Your assignment: What lines of the data below hold the string "NumberInput"? Copy each one out.

** Opening Study material block **

PR #388, opened 2016-06-07
Fix rate adjustment input fields so they let the user write floats like "2.05"

### LINKED ISSUE #381: Service rate adjustment has some bugs
I've noticed the following two strange behaviors:

- "2." is considered invalid
- Trying to type "0" after "2." reverts the value to simply "2"

@jeffstieler

DanReyLop:
Fixes #381 

This is not an ideal solution. The input will only be validated when ```onBlur``` is fired, and the input value won't be reformatted, so the user can submit for example "04.10", the server will receive "4.1", but that change won't be reflected on the form until the user refreshes the page.

To test it, simply go to the USPS form, select one rate and type a value like "2.05" or "invalid123" into the "Adjustment" field.

To make this work flawlesly, the ```ShippingServiceEntry``` component (or a sub-component) would need to have state (and since our tree is fully stateless right now, that would be a bummer). Tell me if you want me to go that way, or if this solution is good enough.

@nabsul @jkudish @allendav @jeffstieler

### DIFF
--- a/client/components/shipping/services/entry.js
+++ b/client/components/shipping/services/entry.js
@@ -1,9 +1,9 @@
 import React, { PropTypes } from 'react';
 import FormCheckbox from 'components/forms/form-checkbox';
 import FormSelect from 'components/forms/form-select';
-import FormTextInput from 'components/forms/form-text-input';
 import Gridicon from 'components/gridicon';
 import classNames from 'classnames';
+import NumberInput from './number-input';
 
 const numberRegex = /^\d+(\.\d+)?$/;
 const parseNumber = ( value ) => {
@@ -38,7 +38,7 @@ const ShippingServiceEntry = ( props ) => {
 				{ name }
 			</label>
 			{ hasError ? <Gridicon icon="notice" /> : null }
-			<FormTextInput
+			<NumberInput
 				disabled={ ! enabled }
 				value={ adjustment }
 				onChange={ ( event ) => updateField( 'adjustment', parseNumber( event.target.value ) ) }
--- a/client/components/shipping/services/entry.js
+++ b/client/components/shipping/services/entry.js
@@ -5,9 +5,12 @@ import Gridicon from 'components/gridicon';
 import classNames from 'classnames';
 import NumberInput from './number-input';
 
-const numberRegex = /^\d+(\.\d+)?$/;
 const parseNumber = ( value ) => {
-	return numberRegex.test( value ) ? Number.parseFloat( value ) : value;
+	if ( '' === value ) {
+		return 0;
+	}
+	const float = Number.parseFloat( value );
+	return isNaN( float ) ? value : float;
 };
 
 const ShippingServiceEntry = ( props ) => {
--- a/client/components/shipping/services/number-input.js
+++ b/client/components/shipping/services/number-input.js
@@ -1,0 +1,54 @@
+import React, { PropTypes } from 'react';
+import FormTextInput from 'components/forms/form-text-input';
+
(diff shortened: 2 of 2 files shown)


jkudish:
I don't think we should push this as it is.

nabsul:
What if we validate the input when the save button is clicked? That's sort of how I did things in the add-package modal.

DanReyLop:
Second try: I created a component that wraps the existing FormTextInput and gives it a little of logic (and state) to handle this. I think the behaviour is ideal now:
- Real-time validation while typing, so when the user types "2." the field goes red.
- The input doesn't change while the user has focus, so he can type "2", "2.", "2.0", "2.05".
- After the field loses focus, the input is changed if needed, so "2.10" becomes "2.1".
- The redux part has the same behaviour that it has in ```master```: it gets a float when the input is valid, and a string when it's not.
- When the field doesn't have focus, its behaviour is the same as it would be if it was stateless, so if shouldn't complicate testing.

I'm willing to iterate over this, just tell me if I'm in the right way (the NPM modules to fix this use case seemed totally overkill).

nabsul:
Let's park this for a little while. In the end, we may want to consider refactoring our redux state to solve this issue in a more general way. 

Since we're using redux for state, I'm not a huge fan of also having state inside the React component. Let's also talk about this in tomorrow's meeting.

allendav:
> Let's park this for a little while. In the end, we may want to consider refactoring our redux state to solve this issue in a more general way.

> Since we're using redux for state, I'm not a huge fan of also having state inside the React component. Let's also talk about this in tomorrow's meeting.

In the interest of supporting our users now until we craft a more comprehensive approach later, let's move forward with reviewing and merging this small PR as discussed during today's meeting.

allendav:
Each of these inputs should NOT result in a red box + exclamation mark

Input, Treated as
(empty), 0
1., 1
-1, -1
1.1, 1.1
.5, 0.5

@DanReyLop - how difficult would it be to support these relatively common user inputs in this PR?

DanReyLop:
Pretty easy, I've just commited it.

As an added bonus, we get rid of a RegExp, that's always good news :)

Side effect: everything that Javascript can parse to a Number, we will accept it, so `1potato` will be interpreted as `1`.

allendav:
Much better, but we should redbox on `1potato` - maybe we could test for any char not in 0123456789.-

Also seems a ci test is failing

DanReyLop:
I say if JavaScript swallows it, we should too. If the user types `1potato`, then the field loses focus it will be converted to just `1`, so I don't think adding a RegExp for this particular super-edge case would do us any good.

I've tried adding the property `type="number"` to the `<input>` field, but with the Calypso style it looks quite bad (too much padding):
number_input

So the options are:
* Using `type="number"` and correcting the styles (fun fact: it disallows every letter except `e`, for the merchants who like to input their rates in scientific notation)
* RegExp disallowing all characters except numbers
* Letting it go :snowman: :snowflake: 

Your call :)

About CI, yeah, something wonky happened with SVN, but only in some machines, in others it worked fine. Since this is a JS-only change, I would say we're good to go.

nabsul:
There's a way to tell CI to try again. I've never done it though...

allendav:
> If the user types 1potato, then the field loses focus it will be converted to just 1, so I don't think adding a RegExp for this particular super-edge case would do us any good.

Yeah, ya know let's go with this - I restarted the test (you click on the Details button and then there is a recycle button that will start it again.  Should be done shortly.

allendav:
:shipit:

** Closing Study material block **

Response area:
+import NumberInput from './number-input';
+			<NumberInput
 import NumberInput from './number-input';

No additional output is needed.